▶ Requirement
Copy out, precisely as given, the lines from the line with "daniloff200: Yeah, I think we can use that." to the end of the entries that follow.

=== Entries shown ===

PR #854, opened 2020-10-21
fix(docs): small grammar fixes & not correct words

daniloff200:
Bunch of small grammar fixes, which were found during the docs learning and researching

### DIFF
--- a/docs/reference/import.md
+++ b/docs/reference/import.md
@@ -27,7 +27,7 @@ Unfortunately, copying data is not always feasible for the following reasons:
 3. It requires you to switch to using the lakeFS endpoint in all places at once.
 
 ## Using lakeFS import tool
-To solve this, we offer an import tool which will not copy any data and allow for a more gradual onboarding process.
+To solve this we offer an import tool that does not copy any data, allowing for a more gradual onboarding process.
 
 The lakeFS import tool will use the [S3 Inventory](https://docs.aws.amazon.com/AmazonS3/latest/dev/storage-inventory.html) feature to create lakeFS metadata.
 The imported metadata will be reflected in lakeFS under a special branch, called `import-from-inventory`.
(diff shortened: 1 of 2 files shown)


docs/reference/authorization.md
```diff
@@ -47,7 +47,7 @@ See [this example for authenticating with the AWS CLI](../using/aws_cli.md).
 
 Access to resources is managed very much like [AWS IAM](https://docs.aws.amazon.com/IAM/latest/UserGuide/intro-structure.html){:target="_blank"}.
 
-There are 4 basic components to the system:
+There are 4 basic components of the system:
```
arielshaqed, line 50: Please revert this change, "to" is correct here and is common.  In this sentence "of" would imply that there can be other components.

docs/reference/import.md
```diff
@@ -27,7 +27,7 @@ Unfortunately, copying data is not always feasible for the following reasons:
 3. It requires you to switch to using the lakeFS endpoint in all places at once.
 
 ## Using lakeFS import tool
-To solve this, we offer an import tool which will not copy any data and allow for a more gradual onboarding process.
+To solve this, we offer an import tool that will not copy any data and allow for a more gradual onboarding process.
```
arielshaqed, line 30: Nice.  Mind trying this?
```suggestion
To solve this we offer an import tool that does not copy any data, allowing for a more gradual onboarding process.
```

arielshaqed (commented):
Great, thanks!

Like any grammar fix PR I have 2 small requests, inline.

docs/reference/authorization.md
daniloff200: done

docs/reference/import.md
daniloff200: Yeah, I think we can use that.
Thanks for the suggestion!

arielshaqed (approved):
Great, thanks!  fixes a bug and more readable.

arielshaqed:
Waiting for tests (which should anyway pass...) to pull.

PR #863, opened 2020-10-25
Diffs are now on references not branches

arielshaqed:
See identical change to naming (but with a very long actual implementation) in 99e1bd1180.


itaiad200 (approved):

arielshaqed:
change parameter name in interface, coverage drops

===

▶ Expected answer
daniloff200: Yeah, I think we can use that.
Thanks for the suggestion!

arielshaqed (approved):
Great, thanks!  fixes a bug and more readable.

arielshaqed:
Waiting for tests (which should anyway pass...) to pull.

PR #863, opened 2020-10-25
Diffs are now on references not branches

arielshaqed:
See identical change to naming (but with a very long actual implementation) in 99e1bd1180.


itaiad200 (approved):

arielshaqed:
change parameter name in interface, coverage drops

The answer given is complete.